[Opening INPUT MATERIAL section]

Issue #243, opened 2020-11-04
DNS client improvements (UDP & resolv.conf parsing & multiple name servers)


hannesm:
This is copied from the discussion with @cfcs in https://github.com/mirage/ocaml-dns/pull/241 and scheduled for the next major release

To iteratively move forward, my suggestion is (where the checkboxes are intended for the next release, `(later)` for some future release):
- [ ] together with #239 we're breaking the API anyways, let's have `create` receive a nameserver list
- [ ] work on enhancing the resolv-conf parser (timeout, ..) and the DNS client semantics (remember which NS was tried last, ...)
- [ ] get UDP support in the client(s) -- we can retain TCP as default (eventually with caching the TCP connection, as done in dns-stub), but mainly need retransmission (on lookup timeout)
- [ ] `domain` / `search` support for resolv.conf
- [ ] keep a hash of the `resolv.conf` contents, and on lookup failure re-read that file (to support laptops who joined a different network, and resolv.conf was updated by DHCP etc.)
- (later) add DNSSec validation (needed for a reasonable recursive resolver anyways - need some magic to have it disabled when in a network where you've to browse somewhere and click ok)
- (later) add DNS-over-TLS support (here question arise in the form of "where does the certificate come from" etc.)

hannesm:
With #269 there are some fixes: now all nameservers from /etc/resolv.conf are used. Also, the lwt DNS client uses UDP and TCP (the unix one as well, but only the first nameserver).

I don't think that with DNS-over-TLS on the horizon we should strive for UDP support in the MirageOS DNS client. Instead I'd be in favour to allow TLS and TCP only (and maybe remove UDP support from the Lwt_unix and Unix clients as well). Reasoning is less code and more reliability.

hannesm:
Closing this issue, as most tasks have been accomplished. The remaining "support for search in /etc/resolv.conf" can be done once someone reports the demand for it.

PR #291, opened 2022-02-03
dns-client: if /etc/resolv.conf modifies, update the internal list of resolvers

hannesm:
Only affects lwt and unix.
Previously, when you started an application, /etc/resolv.conf was read once at
startup. When you switch to a different network, and /etc/resolv.conf is updated
by DHCP, this is not reflected in the dns-client.

Now, the digest of /etc/resolv.conf is stored internally, and if it changes, it
is parsed again. The lwt implementation needed to be modified slightly since
connect_to_ns_via_tcp carried a nameserver list, and a different task may have
been woken up. Now, there are two functions and it should play out nicely.

//cc @reynir addresses #243

### DIFF
--- a/lwt/client/dns_client_lwt.ml
+++ b/lwt/client/dns_client_lwt.ml
@@ -14,7 +14,8 @@ module Transport : Dns_client.S
   type +'a io = 'a Lwt.t
   type stack = unit
   type t = {
-    nameservers : io_addr list ;
+    mutable nameservers : io_addr list ;
+    mutable resolv_conf : Digest.t option ;
     timeout_ns : int64 ;
     (* TODO: avoid race, use a mvar instead of condition *)
     mutable fd : [ `Plain of Lwt_unix.file_descr | `Tls of Tls_lwt.Unix.t ] option ;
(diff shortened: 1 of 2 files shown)


lwt/client/dns_client_lwt.ml
```diff
@@ -103,38 +104,97 @@ module Transport : Dns_client.S
...
+        t.resolv_conf <- None;
+        t.nameservers <- default_resolver ()
+
   let create ?nameservers ~timeout () =
-    let nameservers =
+    let nameservers, resolv_conf =
       match nameservers with
       | Some (`Udp, _) -> invalid_arg "UDP is not supported"
-      | Some (`Tcp, ns) -> ns
+      | Some (`Tcp, ns) -> ns, None
```
reynir, line 189: Perhaps we should preserve whether the nameservers were passed explicitly and then not try to read resolv.conf.

reynir (commented):
This looks good to me except I think we should not update the list of nameservers if the caller of `Dns_client_{lwt,unix}.create` explicitly passed a list of nameservers.

haesbaert:
Wouldn't it make more sense to just look at mtime on /etc/resolv.conf instead of constantly calculating digests ? 
Or did I miss something ?

reynir:
> Wouldn't it make more sense to just look at mtime on /etc/resolv.conf instead of constantly calculating digests ? Or did I miss something ?

@haesbaert we discussed this on IRC and most of it is summarized in #296. Note that the lwt implementation will reuse the connection if possible and "only" re-read resolv.conf when reconnecting.

haesbaert:
> > Wouldn't it make more sense to just look at mtime on /etc/resolv.conf instead of constantly calculating digests ? Or did I miss something ?
> 
> @haesbaert we discussed this on IRC and most of it is summarized in #296. Note that the lwt implementation will reuse the connection if possible and "only" re-read resolv.conf when reconnecting.

Ack, sorry for the noise :D

reynir:
I made a pull request to this pull request https://github.com/hannesm/ocaml-dns/pull/1 where I implement the behavior I mentioned earlier.

PR #309, opened 2022-04-12
server: demote log level, make Dns_one.add_additional_glue more correct

hannesm:


hannesm:
best viewed commit by commit. includes test cases and bugfixes in the aftermath of #308

reynir (approved):
To me this looks reasonable and good

PR #311, opened 2022-05-04
app/ozone: be more explicit when showing errors

undu:
Now the domain name is stated to be domain name, so it can be related to
the filename; and only records that are not part of the domain are
printed


app/ozone.ml
```diff
@@ -11,14 +12,13 @@ let load_zone zone =
...
-    Domain_name.Map.for_all
-      (fun name _ -> Domain_name.is_subdomain ~domain ~subdomain:name)
+  let bad = Domain_name.Map.filter
+      (fun name _ -> not @@ Domain_name.is_subdomain ~domain ~subdomain:name)
       rrs
   in
-  if not good then
-    Error (`Msg (Fmt.str "an entry of %a is not in its zone, won't handle this@.%a"
-                   Domain_name.pp domain Dns.Name_rr_map.pp rrs))
+  if bad <> Domain_name.Map.empty then
```
reynir, line 19: Rather than using polymorphic compare use `Domain_name.Map.equal` or even better `is_empty`:
```suggestion
  if not (Domain_name.Map.is_empty bad) then
```

reynir (changes requested):
Thanks! Besides a minor nitpick I think this looks good.

app/ozone.ml
```diff
@@ -11,14 +12,13 @@ let load_zone zone =
   let* data = Bos.OS.File.read Fpath.(v zone) in
   let* rrs = Dns_zone.parse data in
   let domain = Domain_name.of_string_exn Fpath.(basename (v zone)) in
-  let good =
-    Domain_name.Map.for_all
-      (fun name _ -> Domain_name.is_subdomain ~domain ~subdomain:name)
+  let bad = Domain_name.Map.filter
+      (fun name _ -> not @@ Domain_name.is_subdomain ~domain ~subdomain:name)
```
hannesm, line 16:
```suggestion
      (fun name _ -> not (Domain_name.is_subdomain ~domain ~subdomain:name))
```

hannesm (approved):

reynir (approved):

PR #83, opened 2021-03-23
Stringify numbers for environment variable config

ThePletch:
## Why

Helm gets very upset if you try and assign a numeric value to an environment variable instead of a string representing that number.

## This PR


aherbst-broad (approved):
Tested locally, this works.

[Closing INPUT MATERIAL section]

An exact copy of the lines above between the line holding "by DHCP, this" and the line holding "-14,7 +14,8 @@ module Transport : Dns_client.S", inclusive, is the whole answer.

by DHCP, this is not reflected in the dns-client.

Now, the digest of /etc/resolv.conf is stored internally, and if it changes, it
is parsed again. The lwt implementation needed to be modified slightly since
connect_to_ns_via_tcp carried a nameserver list, and a different task may have
been woken up. Now, there are two functions and it should play out nicely.

//cc @reynir addresses #243

### DIFF
--- a/lwt/client/dns_client_lwt.ml
+++ b/lwt/client/dns_client_lwt.ml
@@ -14,7 +14,8 @@ module Transport : Dns_client.S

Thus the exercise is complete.